Dist.: 12 (11 Aug 2011; r).

Scenedesmus indicus Philipose 1967 (Fig. 5F)

Syn.: Scenedesmus product-capitatus var. indicus (Philipose) Hegewald 1976.

References: Komarek and Fott 1983, p 833, pl. 226, fig. 9; Hegewald and Silva 1988, p 271, fig. 441; Yamagishi and Akiyama 1995a, p 54.

Description: Colonies 4 celled; cells fusiform to broad fusiform, curved lunate, capped at both ends of the outer cells and only outer end of the inner cells, and middle part swollen, contacting outer ends of internal cells and the middle part of the outer cells alternately, internal cells contact with each other at the end part; cell wall smooth; cells 3‒5 μm broad, 9‒12 μm long.

This species is probably cosmopolitan, and rare, occurring in planktonic form or associated with submerged aquatic plants in lakes, reservoir and ponds.

Dist.: 19 (12 Sep 2009; r).

Scenedesmus producto-capitatus Schmula 1910 (Fig. 5G and 5H)

References: Komárek and Fott 1983, p 833, pl. 227, fig. 1; Hegewald and Silva 1988, p 405, fig. 651; Yamagishi and Akiyama 1995a, p 55.

Description: Colonies 2, 4, or 8 celled; cells fusiform to broad fusiform, with a tubercular swelling, sometimes visible like two small tubercles at both ends, contacting part of the sides in a linear series; cell wall smooth; cells 5‒7 μm in diameter, 15‒18 μm long.

This species is probably cosmopolitan, and rare, occurring in planktonic form or associated with submerged aquatic plants in lakes, reservoir and ponds.

Dist.: 1 (6 Jun 2013; c), 12 (11 Aug 2011; c), 16 (11 Aug 2011; r).

*Gloeotila pulchra Skuja 1948 (Fig. 5A and 5B)

References: Yamagishi and Akiyama 1994, p 20.

Description: Filaments free-floating, short, unbranched, uniseriate, straight or slightly curved, contacting with each other at the round ends; chloroplasts a single, parietal laminate, nearly filing the entire cell, without pyrenoid; some granules seen inside the vacuole at the end of the cell; cells 4.5‒6 μm broad, 8‒15 μm long.

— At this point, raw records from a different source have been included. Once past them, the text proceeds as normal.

PR #790, opened 2020-06-21
cargo release helper

igalic:
- add support for [cargo-release](https://github.com/sunng87/cargo-release)
- add & backfill Changelog!

----

how to use?

```shell
cargo release --dry-run --workspace minor
```

### DIFF
--- a/release.toml
+++ b/release.toml
@@ -1,0 +1,16 @@
+# we don't have a crate yet, so
+disable-publish = true
+# change when we all have gpg keys
+sign-commit = false
+dev-version-ext = 'dev'
+# update all crates in plume at once:
+consolidate-commits = true
+tag-prefix = ''
+
+pre-release-replacements = [
+  {file="CHANGELOG.md", search="Unreleased", replace="{{version}}"},
+  {file="CHANGELOG.md", search="\\.\\.\\.dev", replace="...{{tag_name}}", exactly=1},
+  {file="CHANGELOG.md", search="ReleaseDate", replace="{{date}}"},
+  {file="CHANGELOG.md", search="<!-- next-header -->", replace="<!-- next-header -->\n\n## [Unreleased] - ReleaseDate", exactly=1},
+  {file="CHANGELOG.md", search="<!-- next-url -->", replace="<!-- next-url -->\n[Unreleased]: https://github.com/assert-rs/predicates-rs/compare/{{tag_name}}...HEAD", exactly=1},
+]
--- a/release.toml
+++ b/release.toml
@@ -5,7 +5,6 @@ sign-commit = false
 dev-version-ext = 'dev'
 # update all crates in plume at once:
 consolidate-commits = true
-tag-prefix = ''
 
 pre-release-hook = ["crowdin", "pull"]
 
--- a/release.toml
+++ b/release.toml
@@ -7,10 +7,12 @@ dev-version-ext = 'dev'
 consolidate-commits = true
 tag-prefix = ''
 
+pre-release-hook = ["crowdin", "pull"]
+
 pre-release-replacements = [
-  {file="CHANGELOG.md", search="Unreleased", replace="{{version}}"},
-  {file="CHANGELOG.md", search="\\.\\.\\.dev", replace="...{{tag_name}}", exactly=1},
-  {file="CHANGELOG.md", search="ReleaseDate", replace="{{date}}"},
+  {file="CHANGELOG.md", search="Unreleased", replace="[{{version}}]"},
+  {file="CHANGELOG.md", search="\\.\\.\\.HEAD", replace="...{{tag_name}}", exactly=1},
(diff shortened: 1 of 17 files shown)


igalic:
uh… we'll need to add it as development dependency

release.toml
```diff
@@ -0,0 +1,16 @@
...
+# update all crates in plume at once:
+consolidate-commits = true
+tag-prefix = ''
+
+pre-release-replacements = [
+  {file="CHANGELOG.md", search="Unreleased", replace="{{version}}"},
+  {file="CHANGELOG.md", search="\\.\\.\\.dev", replace="...{{tag_name}}", exactly=1},
+  {file="CHANGELOG.md", search="ReleaseDate", replace="{{date}}"},
+  {file="CHANGELOG.md", search="<!-- next-header -->", replace="<!-- next-header -->\n\n## [Unreleased] - ReleaseDate", exactly=1},
+  {file="CHANGELOG.md", search="<!-- next-url -->", replace="<!-- next-url -->\n[Unreleased]: https://github.com/assert-rs/predicates-rs/compare/{{tag_name}}...HEAD", exactly=1},
```
elegaanz, line 15: Shouldn't the repo URL be changed here?

elegaanz:
Also, maybe we could unify the headers in the changelog to follow what https://keepachangelog.com/ recommends, to keep it coherent.

And for the development dependency, I don't think so. It should be documented [here](https://docs.joinplu.me/organization/release-process/) that people who want to publish a new release should use this tool tho.

release.toml
igalic: how?

elegaanz: To something like `https://github.com/Plume-org/Plume/compare/{{tag_name}}...HEAD`, so that the changelog links to our commit history.

elegaanz: Also, is there a `<!-- next-url -->` somewhere in the changelog you added? I can't find it.

igalic:
n. b. : i've back-filled the changelog by copy-pasting the text from our github releases page

for the future of the changelog, i absolutely agree

elegaanz:
I know you copied what is on GitHub, but maybe we could change this text? Would it be a problem to have texts that are a bit different on Github and in the changelog? I would prefer to have the whole changelog have the same format (but that's arguable).

elegaanz:
Also, could it be possible to add `pre-release-hook` to run `crowdin pull` (I don't remember the exact arguments, but basically : the command to pull the latest version of translations)? Or do you think it should be done manually before running `cargo release`?

igalic:
> I know you copied what is on GitHub, but maybe we could change this text? Would it be a problem to have texts that are a bit different on Github and in the changelog? I would prefer to have the whole changelog have the same format (but that's arguable).

the only problem was time and energy
y'all have access to write to this PR, so, please, by all means, help me!!

> Also, could it be possible to add `pre-release-hook` to run `crowdin pull` (I don't remember the exact arguments, but basically : the command to pull the latest version of translations)? Or do you think it should be done manually before running `cargo release`?

that's a very good idea!

how do i make it work?

```shell
◆ plume git:(fix/cargo-release-helper) ❯❯❯ crowdin pull
Project key is empty
✖ 1 plume git:(fix/cargo-release-helper) ❯❯❯ 
```

elegaanz:
I don't remember how the Crowdin CLI works, I'll check that and edit the PR. I'll also edit the changelog.

elegaanz:
So the translations should be pulled now, if you have a `CROWDIN_API_KEY` in your env. We should remember to document how to get one before making a release.

igalic:
> So the translations should be pulled now, if you have a `CROWDIN_API_KEY` in your env. We should remember to document how to get one before making a release.

let's create a doc issue right now, and link it here

elegaanz:
https://github.com/Plume-org/docs/issues/88

igalic:
what about docker?

elegaanz:
I think the release should be automatic, I'll check.

elegaanz:
It is not, I'll a hook.

elegaanz:
The thing is, the docker tag needs to be pushed after the git tag, and there is no `post-release-hook` in cargo release, apparently.

igalic:
or we could add docker tag to the CI build process, only on tag

igalic:
yunohost relies on docker, right?
and it's one of *the* platforms that we recommend, thru our installation guide

elegaanz:
It doesn't, it uses Bash scripts. I'm not sure if it is better tho… :sweat_smile:

release.toml
igalic: i didn't add it to our current changelog

igalic:
we should open a pr to [release a new version on Yunohost](https://github.com/YunoHost-Apps/plume_ynh) after the release?

KitaitiMakoto:
That's good!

This species has been reported from Australia, New Zealand and Japan, and rarely occurs in planktonic form in reservoir and ponds.

Dist.: 1 (6 Jun 2013; c).

*Gloeotilopsis planctonica Iyengar & Philipose 1956 (Fig. 5C and 5D)

References: Yamagishi and Akiyama 1994, p 21; Hu and Wei 2006, p 679, pl. 14-37, figs. 3‒5.

Description: Filaments short, 2‒16 celled, unbranched, uniseriate, without mucilaginous sheath, free-floating; cells elongated cylindrical, terminal cells with rounded end; chloroplasts single, parietal, long plate-like, occupying almost entire cell length, with 1‒2 pyrenoids; cells 10 μm broad, 14‒16 μm long.

This species has been reported in Spain, India, China and Japan, and rarely occurs in planktonic in reservoir and ponds or terrestrial.

Dist.: 9 (12 Aug 2011; c).

In this study, a total 18 genera and 31 species of Chlorophytes reported for the first time in fresh-water algal flora of Korea.